Smarter dishwasher, smarter cook

Today before breakfast, we started the dishwasher. I think they might have been clean already, but when I saw Avdi loading all the dirty cups from the counters in, I didn’t complain.

Today making scrambled eggs, I didn’t have my favorite spatula. It was in the dishwasher. Dang it! This is a danger of running the dishwasher during the day: some dishes are unavailable.

Then after breakfast, I couldn’t put the dirties in the dishwasher, because it was running. I had to leave them in the sink or wash them by hand.

My brother-in-law, Tyler, has a system for this. Every night he starts the dishwasher, and every morning he empties it. Not full? Oh well, start it anyway.

He always knows whether they’re dirty or clean, based on the time of day. He has access to all his favorite spatulas all day. He can load the dishes into the dishwasher as soon as they’re dirty. For added bonus: the dishwasher makes its noise while no one is in the kitchen. He can predict his usage of dishwasher pellets: one per day.

Why doesn’t everyone do this? Waste, I guess. The dishwasher uses water and electricity to wash a partial load of dishes. To avoid this waste, I maintain state: is it full yet? Are the dishes clean or dirty? Am I going to need this spatula before it’s done? Why are these dirty dishes in the sink?

What if the dishwasher is smart enough to use less water and effort when there are fewer dishes? The washing machine totally does this. What if we can take care of the waste by add complexity to the dishwasher, leaving my life less complex so I can concentrate on the scrambled eggs?
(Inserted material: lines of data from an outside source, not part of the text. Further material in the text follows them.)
PR #21, opened 2020-08-26
Prepare the styleguide for automated convention testing

thejcannon:
This PR prepares the styleguide (both the document and the tooling) for having `pytest` enforce that our code examples in the convention are honest with regards to the tool. Overview of the changes:

- Already merged in https://github.com/ni/python-styleguide/pull/20
- Bad/Good codeblocks now split such that each codeblock is one of Bad/Good/Best
- Enforces we document which conventions are auto-enforced through the examples
- Enforces all Good/Best blocks cause no lint errors
- Enforces we document the error codes a bad codeblock represents

(An example of me testing this out with `pycodestyle` can be found on my branch: https://github.com/thejcannon/python-styleguide/blob/pycodestyle/docs/Coding-Conventions.md. Please note the link won't be valid forever as the branch will eventually be deleted)

---

I also want to outline here "the big picture" and some of _why_ I'm leaning this way, in case it has been lost to the wind.

- I want us to leverage as many lint plugins as makes sense. Tools are stronger than humans here.
- When we add a lint plugin, I want us to evaluate the impact it will have on our conventions (by also changing the conventions)
- In order to help all of us evaluate _ideally_ all the possible codes a plugin raises, an exhaustive set of examples can be produced in the form of codeblocks in conventions 

So my hope is that this will be a good way to help us achieve the above, by letting the tooling to the talking.

### DIFF
--- a/tests/test_convention_doc/conftest.py
+++ b/tests/test_convention_doc/conftest.py
@@ -45,3 +45,54 @@ def subsection(request):
 )
 def rule(request):
     return request.param
+
+
+@pytest.fixture(
+    scope="module",
+    params=[
+        pytest.param(codeblock, id=f"{rule.identifier}-{codeblock.descriptor}")
+        for rule in doctypes.RULES
+        for codeblock in rule.codeblocks
+    ],
+)
+def codeblock(request):
+    return request.param
+
+
+@pytest.fixture(
+    scope="module",
+    params=[
+        pytest.param(codeblock, id=f"{rule.identifier}-{codeblock.descriptor}")
+        for rule in doctypes.RULES
+        for codeblock in rule.codeblocks
+        if codeblock.descriptor == "Bad"
+    ],
+)
+def bad_codeblock(request):
+    return request.param
+
+
+@pytest.fixture(
+    scope="module",
+    params=[
+        pytest.param(codeblock, id=f"{rule.identifier}-{codeblock.descriptor}")
+        for rule in doctypes.RULES
+        for codeblock in rule.codeblocks
+        if codeblock.descriptor == "Good"
+    ],
+)
+def good_codeblock(request):
+    return request.param
+
+
+@pytest.fixture(
+    scope="module",
+    params=[
+        pytest.param(codeblock, id=f"{rule.identifier}-{codeblock.descriptor}")
+        for rule in doctypes.RULES
+        for codeblock in rule.codeblocks
+        if codeblock.descriptor == "Best"
+    ],
+)
+def best_codeblock(request):
+    return request.param
--- a/tests/test_convention_doc/doctypes.py
+++ b/tests/test_convention_doc/doctypes.py
@@ -46,13 +46,36 @@ class Rule(_RuleHeader):
         self.is_automatically_enforced = self.header_text.endswith("💻")
         self.is_automatically_fixed = self.header_text.endswith("✨")
         self.codeblocks = [
-            Codeblock(self, match["language"], match["description"], match["body"],)
-            for match in re.finditer(
-                r"```(?P<language>[a-z]+\n)?(# (?P<description>.*?)\n)?(?P<body>.*?)```",
-                self.body_text,
-                flags=re.DOTALL,
-            )
+            Codeblock(self, match["language"], match["description"], match["body"])
+            for match in Rule._find_codeblocks(self.body_text)
         ]
+
+    @staticmethod
+    def _find_codeblocks(text):
+        r"""Find codeblocks in given text, yielding match objects.
+
+        >>> [match.groupdict() for match in Rule._find_codeblocks('```x=5```')]
+        [{'language': None, 'description': None, 'body': 'x=5'}]
+
+        >>> [match.groupdict() for match in Rule._find_codeblocks('```python\nx=5```')]
+        [{'language': 'python', 'description': None, 'body': 'x=5'}]
+
+        >>> [
+        ...     match.groupdict()
+        ...     for match in
+        ...     Rule._find_codeblocks('```python\n# Bad\nx=5```')
+        ... ]
+        [{'language': 'python', 'description': 'Bad', 'body': 'x=5'}]
+
+        >>> [match.groupdict() for match in Rule._find_codeblocks('```\n# Bad\nx=5```')]
+        [{'language': None, 'description': 'Bad', 'body': 'x=5'}]
+
+        """
+        yield from re.finditer(
+            r"```((?P<language>[a-z]+)\n)?(\n?# (?P<description>.*?)\n)?(?P<body>.*?)```",
+            text,
+            flags=re.DOTALL,
+        )
 
     @property
     def error_codes(self):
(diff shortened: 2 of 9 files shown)


tests/test_convention_doc/test_codeblocks.py
```diff
@@ -0,0 +1,46 @@
...
+def test_bad_codeblocks_document_lint_errors(lint_codeblock, bad_codeblock, capsys):
+    if bad_codeblock.rule.is_automatically_enforced:
+        assert not lint_codeblock(
+            bad_codeblock, "--format", "'%(code)s'"
+        ), 'Expected automatically enforced "bad" codeblock to cause lint error'
+
+        captured = capsys.readouterr()
+        error_codes = set(code.strip("'") for code in captured.out.strip().split("\n"))
+
+        assert error_codes.issubset(
```
mshafer-NI, line 31: ummm... if error_codes is only a subset of bad_codebock.rule.error_codes...

That would allow for not every error code in the rule to be reported in this case?

(is this intentional, thinking that we should have an example per error code? Do we have a check that we have them all covered?)

tests/test_convention_doc/test_sections.py
```diff
@@ -17,5 +17,4 @@ def test_section_identifiers_unique(sections):
 
 
 def test_section_identifier_follows_case_convention(section):
-    section_title = ("**".join(section.header_text.split("**")[2:])).strip()
-    assert section_title[0] == section_title[0].upper()
+    assert section.header_text[0] == section.header_text[0].upper()
```
mshafer-NI, line 20: `assert section.header_text.isupper()`

tests/test_convention_doc/test_subsections.py
```diff
@@ -39,5 +39,4 @@ def test_subsection_isnt_rule(subsection):
 
 
 def test_subsection_identifier_follows_case_convention(subsection):
-    subsection_title = ("**".join(subsection.header_text.split("**")[2:])).strip()
-    assert subsection_title[0] == subsection_title[0].upper()
+    assert subsection.header_text[0] == subsection.header_text[0].upper()
```
mshafer-NI, line 42: `assert subsection.header_text[0].isupper(), "header text should be 'ALL CAPS'"

tests/test_convention_doc/conftest.py
```diff
@@ -45,3 +45,54 @@ def subsection(request):
...
+
+
+@pytest.fixture(
+    scope="module",
+    params=[
+        pytest.param(codeblock, id=f"{rule.identifier}-{codeblock.descriptor}")
+        for rule in doctypes.RULES
+        for codeblock in rule.codeblocks
+        if codeblock.descriptor == "Bad"
+    ],
```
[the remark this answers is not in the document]
thejcannon: `pytest` isn't scared by this, it enumerates duplicate IDs automatically 🎉

tests/test_convention_doc/doctypes.py
```diff
@@ -43,9 +43,34 @@ class Rule(_RuleHeader):
     def __init__(self, text, **kwargs):
         super().__init__(text, **kwargs)
 
-        self.is_automatically_enforced = self.header_text.endswith("🖥️")
+        self.is_automatically_enforced = self.header_text.endswith("💻")
         self.is_automatically_fixed = self.header_text.endswith("✨")
```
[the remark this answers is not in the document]
thejcannon: The honest truth is I don't know yet. I suspect you are right that it would be additive, but we could also just maintain that fixed _implies_ enforced (if a tool is smart enough to fix it, then there's no reason we can't catch it). I think we'll cross the bridge when we get to it.

For this PR however, we aren't changing assumptions, nor should we.

tests/test_convention_doc/doctypes.py
```diff
@@ -43,9 +43,34 @@ class Rule(_RuleHeader):
...
-        self.codeblocks = re.findall(r"```(.*?)```", self.body_text)
+        self.codeblocks = [
+            Codeblock(self, match["language"], match["description"], match["body"],)
+            for match in re.finditer(
+                r"```(?P<language>[a-z]+\n)?(# (?P<description>.*?)\n)?(?P<body>.*?)```",
```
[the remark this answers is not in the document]
thejcannon: Not sure I follow, I don't expect us to have one-line codeblocks that we intend to lint, but maybe you have something in mind I don't?

tests/test_convention_doc/test_codeblocks.py
thejcannon: This came up when I was trying to give examples of the "indent 4 spaces and never tabs". I had an example of each, but each example in individuality didn't cause _all_ the errors, just a subset.

> Do we have a check that we have them all covered?

No. It's possible. Probably desirable. But it's not here. I'll wait to solicit feedback on the overall approach first.

tests/test_convention_doc/test_sections.py
thejcannon: This is was actually a _really_ good idea... turns out I was testing the leading space before 😱

tests/test_convention_doc/doctypes.py
```diff
@@ -43,9 +43,34 @@ class Rule(_RuleHeader):
...
+                self.body_text,
+                flags=re.DOTALL,
+            )
+        ]
+
```
mshafer-NI, line 56: RE: https://github.com/ni/python-styleguide/pull/21/files/8c48341eb68936ac1681640212c15b3d3b45d2c9#r478422560

we should either test or document such expectations.

(note, untested)

```suggestion
       self.codeblocks = [Codeblock(self, language, description, body,) for language, description, body in _RuleHeader.__find_code_blocks(self.body_text)]
        

    @staticmethod
    def __find_code_blocks(text):
    '''
    >>> list(_RuleHeader.__find_code_blocks("""\n```python\nx = 5\n```"""))
    [('python', '', 'x = 5']

    >>> list(_RuleHeader.__find_code_blocks("""\n```python\n# description\nx = 5\n```"""))
    [('python', '# description', 'x = 5']
    
    >>> list(_RuleHeader.__find_code_blocks("""```x = 5```"""))
    Traceback: most recent call last
     ...
    >>> list(_RuleHeader.__find_code_blocks("""```some other language\n# despcriont\nx = 5\n```"""))
    Traceback: most recent call last
     ...
    '''
    for match in re.finditer(
           r"```(?P<language>[a-z]+\n)?(# (?P<description>.*?)\n)?(?P<body>.*?)```",
           text,
           flags=re.DOTALL,
    ):
        yield match["language"], match["description"], match["body"]
```

thejcannon: Since this code gets run when tests are being collected, I'd strongly prefer if we didn't raise any exceptions. I'll work on this more, but this is also test code, so I don't think it needs to be perfect.

mshafer-NI: >this is also test code, so I don't think it needs to be perfect.

Strongly disagree with this statement - test code is the most important code.

thejcannon: Added some doctests

PR #388, opened 2018-08-17
Add @bugsnag/plugin-koa

bengourley:
__Usual caveat__:
This branch depends on some things added in #384 and #385, so until they are merged this PR's diff includes all of those changes too. To see the actual changeset, see [this compare link](https://github.com/bugsnag/bugsnag-js/compare/u/node-global-error-handlers...u/koa-plugin).

___

### What?

This PR adds Koa support via the "@bugsnag/plugin-koa" package. The usage is now inline with the express plugin, exporting `requestHandler` and `errorHandler` functions:

```js
const bugsnag = require('@bugsnag/js')
const bugsnagKoa = require('@bugsnag/plugin-koa')
const Koa = require('koa')

bugsnagClient.use(bugsnagKoa)
const { requestHandler, errorHandler } = bugsnagClient.getPlugin('koa')

const app = new Koa()

app.use(requestHandler)
// app middleware goes here
app.on('error', errorHandler)

app.listen(PORT)
```

### How?

The original implementation in bugsnag-node did not have documented session support, so the plugin implementation here embellishes the existing one. This means there is now an equivalent `requestHandler` to that of `@bugsnag/plugin-express` which deals with session tracking and capturing downstream errors with request context. The `errorHandler` is used to deal with any errors that get thrown before the `requestHandler` is run. Unlike express, all of the error handling in Koa is async function / promise based, so there's no dependency on `domain`s.

The `requestHandler` attaches a bugsnag "session client" to `ctx` so `ctx.bugsnag.notify()` can be used to report handled errors with the context of the request attached.

### Tests and review

The CI should be green. The unit tests and feature tests pass locally. I have also tested this with an example koa app running locally (screenshot attached). Looking for a full/final review!

image

### DIFF
--- a/packages/plugin-koa/src/koa.js
+++ b/packages/plugin-koa/src/koa.js
@@ -1,0 +1,64 @@
+const createReportFromErr = require('@bugsnag/core/lib/report-from-error')
+const extractRequestInfo = require('./request-info')
+
+const handledState = {
+  severity: 'error',
+  unhandled: true,
+  severityReason: {
+    type: 'unhandledErrorMiddleware',
+    attributes: { framework: 'Koa' }
+  }
+}
+
+module.exports = {
+  name: 'koa',
+  init: client => {
+    const requestHandler = async (ctx, next) => {
+      // Start a session whether sessions are used or not. We use this
+      // to store request-specific info, in case of any errors.
+      const sessionClient = client.startSession()
+
+      ctx.bugsnag = sessionClient
+
+      // extract request info and pass it to the relevant bugsnag properties
+      const requestInfo = extractRequestInfo(ctx)
+      sessionClient.metaData = { ...sessionClient.metaData, request: requestInfo }
+      sessionClient.request = {
+        clientIp: requestInfo.clientIp,
+        headers: requestInfo.headers,
+        httpMethod: requestInfo.httpMethod,
+        url: requestInfo.url,
+        referer: requestInfo.referer
+      }
+
+      try {
+        await next()
+      } catch (err) {
+        ctx.bugsnag.notify(createReportFromErr(err, handledState))
+        if (!ctx.response.headerSent) ctx.response.status = 500
+      }
+    }
+
+    const errorHandler = (err, ctx) => {
+      let metaData
+      let request
+      const requestInfo = extractRequestInfo(ctx)
+      metaData = { request: requestInfo }
+      request = {
+        clientIp: requestInfo.clientIp,
+        headers: requestInfo.headers,
+        httpMethod: requestInfo.httpMethod,
+        url: requestInfo.url,
+        referer: requestInfo.referer
+      }
+
+      let c = ctx.bugsnag
+      if (!c) {
+        c = client
+      }
+      c.notify(createReportFromErr(err, handledState), { metaData, request })
+    }
+
+    return { requestHandler, errorHandler }
+  }
+}
--- a/packages/plugin-koa/src/koa.js
+++ b/packages/plugin-koa/src/koa.js
@@ -40,23 +40,20 @@ module.exports = {
     }
 
     const errorHandler = (err, ctx) => {
-      let metaData
-      let request
-      const requestInfo = extractRequestInfo(ctx)
-      metaData = { request: requestInfo }
-      request = {
-        clientIp: requestInfo.clientIp,
-        headers: requestInfo.headers,
-        httpMethod: requestInfo.httpMethod,
-        url: requestInfo.url,
-        referer: requestInfo.referer
+      if (ctx.bugsnag) {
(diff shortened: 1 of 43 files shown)


packages/plugin-koa/src/koa.js
```diff
@@ -0,0 +1,64 @@
...
+      // extract request info and pass it to the relevant bugsnag properties
+      const requestInfo = extractRequestInfo(ctx)
+      sessionClient.metaData = { ...sessionClient.metaData, request: requestInfo }
+      sessionClient.request = {
+        clientIp: requestInfo.clientIp,
+        headers: requestInfo.headers,
+        httpMethod: requestInfo.httpMethod,
+        url: requestInfo.url,
+        referer: requestInfo.referer
+      }
```
martin308: Do we need to do all this work when there will be potentially not be an error that we need to send this information for? Would it be better to gather all this in the catch below?

packages/plugin-koa/src/koa.js
```diff
@@ -0,0 +1,64 @@
...
+      metaData = { request: requestInfo }
+      request = {
+        clientIp: requestInfo.clientIp,
+        headers: requestInfo.headers,
+        httpMethod: requestInfo.httpMethod,
+        url: requestInfo.url,
+        referer: requestInfo.referer
+      }
+
+      let c = ctx.bugsnag
```
martin308: if this exists then all of the above information will already have been collected, should we do this check earlier so that we don't need to build it again?

packages/plugin-koa/src/request-info.js
```diff
@@ -0,0 +1,25 @@
...
+    path: request.url,
+    httpMethod: request.method,
+    headers: request.headers,
+    httpVersion: request.httpVersion,
+    query: ctx.request.query,
+    connection: request.connection ? {
+      remoteAddress: request.connection.remoteAddress || request.ip,
+      remotePort: request.connection.remotePort,
+      bytesRead: request.connection.bytesRead,
+      bytesWritten: request.connection.bytesWritten,
```
martin308: in the request handler is this most likely to be incorrect at the time of the error as we get the information before presumably a lot of the koa stack has been run?

packages/node/features/fixtures/express/Dockerfile
```diff
@@ -0,0 +1,16 @@
+ARG NODE_VERSION=8
+FROM bugsnag_node_test:$NODE_VERSION
+
+RUN mkdir -p /usr/src/app
```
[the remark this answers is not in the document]
bengourley: Thanks for the `Dockerfile` tips! Theses are dotted around over all the different branches so I've made a note to do this in one pass once everything has converged.

packages/plugin-koa/src/koa.js
```diff
@@ -0,0 +1,64 @@
...
+  severity: 'error',
+  unhandled: true,
+  severityReason: {
+    type: 'unhandledErrorMiddleware',
+    attributes: { framework: 'Koa' }
+  }
+}
+
+module.exports = {
+  name: 'koa',
```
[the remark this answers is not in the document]
bengourley: The convention I've used for `plugin.name` is `camelCase` – though there aren't many (any?) plugins so far that have more than one word in their name, so you'd never know!

The other usage is in the `severityReason` part of the payload, which is a human-readable string rather than an identifier – which is why it's capitalized there.

packages/plugin-koa/src/koa.js
bengourley: This is a good point and I did consider it. I left it like this because the original bugsnag-node behaved in this way. The only downside I see is that in the case of an error some data might not be available? Otherwise it seems like the better thing to do.

packages/plugin-koa/src/request-info.js
bengourley: Good point, and it ties in with your other point abvout when we collect the data. Again this is how it was in bugsnag-node.

packages/plugin-koa/src/koa.js
bengourley: Ahhh I just took a deeper look at this.

The reason the data is attached to the `client` at this point is so that the user can call `req.bugsnag.notify()` and it has all of the data already captured. We could solve this using some higher level notifier feature like `beforeNotify` (as opposed to `beforeSend`) callbacks, to only attach the data when it is required. But really this is not much work in the grand scheme of things so I don't think it is a performance concern.

packages/plugin-koa/src/koa.js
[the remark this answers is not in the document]
martin308: Ah ok I think I see now. The inconsistency I saw was in relation to this line https://github.com/bugsnag/bugsnag-js/compare/u/node-global-error-handlers...u/koa-plugin#diff-e82ce309a31234c4c5c4ee751c80a643R9

PR #389, opened 2018-08-21
Add @bugsnag/plugin-restify

bengourley:
__Usual caveat__:
This branch depends on some things added in #384 and #385, so until they are merged this PR's diff includes all of those changes too. To see the actual changeset, see [this compare link](https://github.com/bugsnag/bugsnag-js/compare/908c8cb9cb9b202c91da70b26d128e964bf52c7b...u/restify-plugin).

___

### What?

This PR adds Restify support via the "@bugsnag/plugin-restify" package. The usage is now inline with the koa and express plugins, exporting `requestHandler` and `errorHandler` functions:

```js
const bugsnag = require('@bugsnag/js')
const bugsnagRestify = require('@bugsnag/plugin-restify')
const restify = require('restify')

bugsnagClient.use(bugsnagRestify)
const { requestHandler, errorHandler } = bugsnagClient.getPlugin('restify')

const server = restify.createServer()

server.pre(requestHandler)
// middleware and routes go here
server.on('restifyError', errorHandler)

app.listen(PORT)
```

### How?

The original implementation in bugsnag-node did not have documented session support, so the plugin implementation here embellishes the existing one. This means there is now an equivalent `requestHandler` to that of `@bugsnag/plugin-express` which deals with session tracking and capturing downstream errors with request context. The `errorHandler` is used to deal with any errors that don't make it – for whatever reason to the `requestHandler`. Internally, like express, the request handler wraps all of the downstream middleware/routes etc. in a `domain`, as that's currently the best way to do it. Currently [we recommended](https://docs.bugsnag.com/platforms/nodejs/restify/#3-install-the-restify-handler) switching restify into a [mode that did this](http://restify.com/docs/server-api/#uncaughtexception), but they are trying to [deprecate that](https://github.com/restify/node-restify/blob/d90fd4fb866d0a0c52ddd48b95514c9fad6e1eaf/docs/guides/4TO5GUIDE.md#deprecations). Doing this ourselves makes it more convenient to wrap it up with session tracking too, and have consistency between support for the various node frameworks.

The `requestHandler` attaches a bugsnag "session client" to `req` so `req.bugsnag.notify()` can be used to report handled errors with the context of another route/middleware.

### Tests and review

The CI should be green. The unit tests and feature tests pass locally. I have also tested this with an example Restify app running locally. Looking for a full/final review!

### DIFF
--- a/packages/plugin-restify/src/restify.js
+++ b/packages/plugin-restify/src/restify.js
@@ -64,7 +64,7 @@ module.exports = {
         c = client
       }
       c.notify(createReportFromErr(err, handledState))
-      cb(err)
+      cb()
     }
 
     return { requestHandler, errorHandler }
--- a/packages/plugin-restify/src/restify.js
+++ b/packages/plugin-restify/src/restify.js
@@ -1,0 +1,74 @@
+const domain = require('domain') // eslint-disable-line
+const extractRequestInfo = require('./request-info')
+const createReportFromErr = require('@bugsnag/core/lib/report-from-error')
+const handledState = {
+  severity: 'error',
+  unhandled: true,
+  severityReason: {
+    type: 'unhandledErrorMiddleware',
+    attributes: { framework: 'Restify' }
+  }
+}
+
+module.exports = {
+  name: 'restify',
+  init: client => {
+    const requestHandler = (req, res, next) => {
+      const dom = domain.create()
+
+      // Start a session whether sessions are used or not. We use this
+      // to store request-specific info, in case of any errors.
+      const sessionClient = client.startSession()
+
+      // attach it to the request
+      req.bugsnag = sessionClient
+
+      // extract request info and pass it to the relevant bugsnag properties
+      const requestInfo = extractRequestInfo(req)
+      sessionClient.metaData = { ...sessionClient.metaData, request: requestInfo }
+      sessionClient.request = {
+        clientIp: requestInfo.clientIp,
+        headers: requestInfo.headers,
+        httpMethod: requestInfo.httpMethod,
+        url: requestInfo.url,
+        referer: requestInfo.referer
+      }
+
+      // unhandled errors caused by this request
+      dom.on('error', (err) => {
+        req.bugsnag.notify(createReportFromErr(err, handledState), {}, (e, report) => {
+          if (e) return client._logger('Failed to send report to Bugsnag')
+          req.bugsnag.config.onUncaughtException(err, report, client._logger)
+        })
+        if (!res.headersSent) {
+          const body = 'Internal server error'
+          res.writeHead(200, {
+            'Content-Length': Buffer.byteLength(body),
+            'Content-Type': 'text/plain'
+          })
+          res.end(body)
+        }
+      })
+
+      return dom.run(next)
+    }
+
+    const errorHandler = (req, res, err, cb) => {
+      if (err.statusCode && err.statusCode < 500) return cb()
+      let c = req.bugsnag
+      if (!c) {
+        client._logger.warn(
+          'req.bugsnag is not defined. Make sure the @bugsnag/plugin-restify requestHandler middleware is added first.',
+          'Some request information will be missing.'
+        )
+        c = client
+      }
+      c.notify(createReportFromErr(err, handledState))
+      cb(err)
+    }
+
+    return { requestHandler, errorHandler }
+  }
+}
+
+module.exports['default'] = module.exports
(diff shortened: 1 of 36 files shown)


packages/plugin-restify/src/restify.js
```diff
@@ -0,0 +1,74 @@
...
+
+      // unhandled errors caused by this request
+      dom.on('error', (err) => {
+        req.bugsnag.notify(createReportFromErr(err, handledState), {}, (e, report) => {
+          if (e) return client._logger('Failed to send report to Bugsnag')
+          req.bugsnag.config.onUncaughtException(err, report, client._logger)
+        })
+        if (!res.headersSent) {
+          const body = 'Internal server error'
+          res.writeHead(200, {
```
martin308: 200 seems like the wrong status code to use here

packages/plugin-restify/src/restify.js
```diff
@@ -0,0 +1,74 @@
...
+        referer: requestInfo.referer
+      }
+
+      // unhandled errors caused by this request
+      dom.on('error', (err) => {
+        req.bugsnag.notify(createReportFromErr(err, handledState), {}, (e, report) => {
+          if (e) return client._logger('Failed to send report to Bugsnag')
+          req.bugsnag.config.onUncaughtException(err, report, client._logger)
+        })
+        if (!res.headersSent) {
```
martin308: why do we send a response here? It seems beyond the scope of error reporting. The Koa integration only sets the response code to 500 in this scenario

```
if (!ctx.response.headerSent) ctx.response.status = 500
```

packages/plugin-restify/src/restify.js
```diff
@@ -0,0 +1,74 @@
...
+      if (err.statusCode && err.statusCode < 500) return cb()
+      let c = req.bugsnag
+      if (!c) {
+        client._logger.warn(
+          'req.bugsnag is not defined. Make sure the @bugsnag/plugin-restify requestHandler middleware is added first.',
+          'Some request information will be missing.'
+        )
+        c = client
+      }
+      c.notify(createReportFromErr(err, handledState))
```
martin308: in the Koa integration we attach the req information when we are using a client that was not on the request which seems like a better pattern than logging a warning that we couldn't add the request information. Is that possible here?

packages/plugin-restify/src/restify.js
```diff
@@ -0,0 +1,74 @@
...
+          })
+          res.end(body)
+        }
+      })
+
+      return dom.run(next)
+    }
+
+    const errorHandler = (req, res, err, cb) => {
+      if (err.statusCode && err.statusCode < 500) return cb()
```
martin308: what situation will the error handler be called where we don't want to pass the `err` to the callback?

packages/plugin-restify/src/restify.js
bengourley: Good spot, thanks, it should be `500`.

packages/plugin-restify/src/restify.js
bengourley: We've caught an error which prevented a crash. Once the error is reported the process will be killed. It makes sense to me to send an HTTP error response.

The [express plugin does](https://github.com/bugsnag/bugsnag-js/pull/384/files#diff-ac05c4d39c4020ebd563acbdc91daefdR35). Setting the status code and no body has the same effect in Koa. It will look internally for the standard HTTP error message for the provided code.

packages/plugin-restify/src/restify.js
bengourley: > what situation will the error handler be called

I don't actually know. It's not apparent from restify's docs and I couldn't glean it from the amount I looked at the code. I _think_ passing an error to the `cb()` would indicate that an error happend _within_ this function.

packages/plugin-restify/src/restify.js
bengourley: It's possible. There's certainly inconsistency here – I this approach for restify and express but not koa.

My intention was for it to be clear that omiting the `requestHandler` is a usage error. When you don't add the `requestHandler` the following bad things happen:

- there's no `req.bugsnag()` for handled errors with request context
- there's no session tracking

It's possible to make all three web frameworks take the same approach, I think we just need to decide. My suggestion is the following (y not both!!!):

```js
const requestHandler = () => {
  // start a session
  // capture request info
  // add sesstion to req/ctx.bugsnag
}

const errorHandler = () => {
  // check for req/ctx.bugsnag
  // if it exists use its notify function
  // if it doesn't exist, warn
  // collect request info
  // notify with request info
}
```

kattrali: > It's possible to make all three web frameworks take the same approach, I think we just need to decide. My suggestion is the following (y not both!!!):

Consistency here seems ideal. Not using the `requestHandler` should log a warning, but following the warning we should collect as much as possible from the available environment and notify.

PR #392, opened 2018-08-24
Ensure expected types for fileName and lineNumber

funkjedi:
Currently if an unexpected type is used for fileName or lineNumber the underlying error-stack-parser lib throws an exception. Which in turn break/prevents the expected functionality of the app sans Bugsnag.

Maybe tracking all this makes me feel more in-control of the kitchen. Maybe it feels like part of the core work of housekeeping. But it ain’t like anybody’s standing there admiring it. The value I provided this morning wasn’t dishwasher management; it was scrambled eggs.

When programming, keeping track of memory usage used to be part of the necessary complexity. Now that we have efficient garbage collection, we don’t have to use brainspace on that. We aren’t less powerful programmers because we leave memory recovery to the garbage collector; we are more powerful because we can use our brains on the germane complexity of the business.

The system as a whole, with a smarter dishwasher or garbage collector, is more complex. But that’s fine, because there’s a boundary; someone else understands dishwashing or memory management. A lot of complexity in that component relieves me of a little complexity in kitchen management, and that means I can handle more complexity in my chosen domain. Or in programming, I can think more at a higher level because someone else is thinking hard at a lower level.

Starting tonight, I’m gonna let the dishwasher do a little extra work. Then I will concentrate on the work people care about, and make better scrambled eggs.